Выбрать главу

Юлиан Семенов

Дипломатический агент

Часть первая

Глава первая

1

Дверь заскрипела, и большой ключ начал вращаться в скважине замка. Когда дежурил старый солдат, он запирал дверь быстро, одним рывком. Молодой стражник всегда долго возился.

Иван слушал, как лязгал ключ в скважине. Раз. Два. Три. Три оборота. Закрывал дверь молодой стражник: несколько раз он ударил плечом в дверь, пошатал ее руками и только после этого пошел по коридору направо.

«Чудак, — подумал Иван, — ведь все равно некуда».

Он подошел к койке, стоявшей под маленьким, сплошь зарешеченным окном, лег на шершавое, серого цвета одеяло и расстегнул ворот рубахи. Провел рукой по лицу.
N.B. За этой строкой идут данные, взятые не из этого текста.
PR #797, opened 2018-03-06
şifre değil parola

ugurarici:
"Şifre" actually means "cipher" (as in encryption) in Turkish, "parola" is the correct translation of "password"


caouecs:
Thank you

PR #799, opened 2018-03-13
Update validation.php

ubrt:
Misspelling in 'password_confirmation'. The german term should be 'Passwort-Bestätigung'


caouecs:
Danke

PR #822, opened 2018-05-10
[it] Translate validation.gt, .gte, .lt, .lte, singularize kilobytes

tegola:
English words aren't used in their plural form in in the italian language.


caouecs:
Grazie

PR #823, opened 2018-05-13
[gl] Update the validation file 

amieiro:
Update the new lines in the validation file for the Galician language (gl ISO 639-1)


caouecs:
Thank you

PR #832, opened 2018-05-19
Change isian to bidang

mabuak:
Change "Isian" to "Bidang"


caouecs:
Thank you, but I need help to be sure.

@idhamperdameian ?

idhamperdameian:
@caouecs I think no need to change, it good with last translation

PR #833, opened 2018-05-21
 [id] Update validation for gt, gte, lt, lte and not_regex

idhamperdameian:
I also fix other translation.

Todo file by running script `php script/todo.php`


caouecs:
thank you

PR #846, opened 2018-06-21
[nb] Max-rule for files is wrong

piperone:
If I translate the current Norwegian max-rule for strings back to English, it reads:
```:attribute must not be shorter than :max characters```
... which is the exact opposite of what this validation error text is meant to convey. After the change, it will translate to:
```:attribute must not be greater than :max characters```


caouecs:
thank you

caouecs:
@piperone can you help us and translate gt, gte, lt and lte ?

piperone:
@caouecs sure

PR #847, opened 2018-06-21
Translations added for gt, gte, lt, lte

piperone:
Translations added for gt,gte,lt,lte. Tried to keep it similar to existing translations.
Also changed ```kilobytes``` to ```kilobyte``` (s-endings are not used to indicate plural in Norwegian).


caouecs:
Takk

piperone:
De rien

PR #1101, opened 2019-08-20
Fixed output password length from 6 to 8 characters

andrey-helldar:
Actually for the BE, BG, BS, CY, EL, RO and RU languages.
Others did not look. Sorry 😇


caouecs:
thank you

PR #1113, opened 2019-09-29
Add missing translations for de-CH

chefe:
* validation : date_equals
* validation : ends_with
* validation : starts_with
* validation : uuid


caouecs:
Danke

PR #1114, opened 2019-10-01
Update indonesian language

lakuapik:
I recently open the `id.json` file and found that its not updated yet. I update the `id.json` file according to `todo.md#id` file.

Terima kasih.


caouecs:
thank you

PR #1115, opened 2019-10-01
[ar] Update validation.not_in

shadoWalker89:
The old translation was not clear this what is says
`:attribute exists`
I changed to the equivalent of the original laravel translation which says
`The selected :attribute is invalid.`


caouecs:
thank you

PR #1134, opened 2019-10-18
 [ro] updated validation; changed auth string; added translated json

firewizard:
* updated validation
* changed auth string
* added translated json


caouecs:
thank you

Нос был холодный, как льдинка, а щеки горели лихорадочно. Иван ощупал нос и сказал:

— Мой.

Он испугался своего голоса. Вздрогнул. И вдруг с поразительной ясностью вспомнил слова прокурора, его голос — красивый, низкий. Перед тем как произнести фамилию Ивана, он кашлянул и громче, чем имена всех остальных, прочел:

— Виткевича Ивана Викторовича, четырнадцати лет от роду, за участие в организации преступного революционного общества «Черные братья» в Крожской гимназии — к смертной казни через повешение.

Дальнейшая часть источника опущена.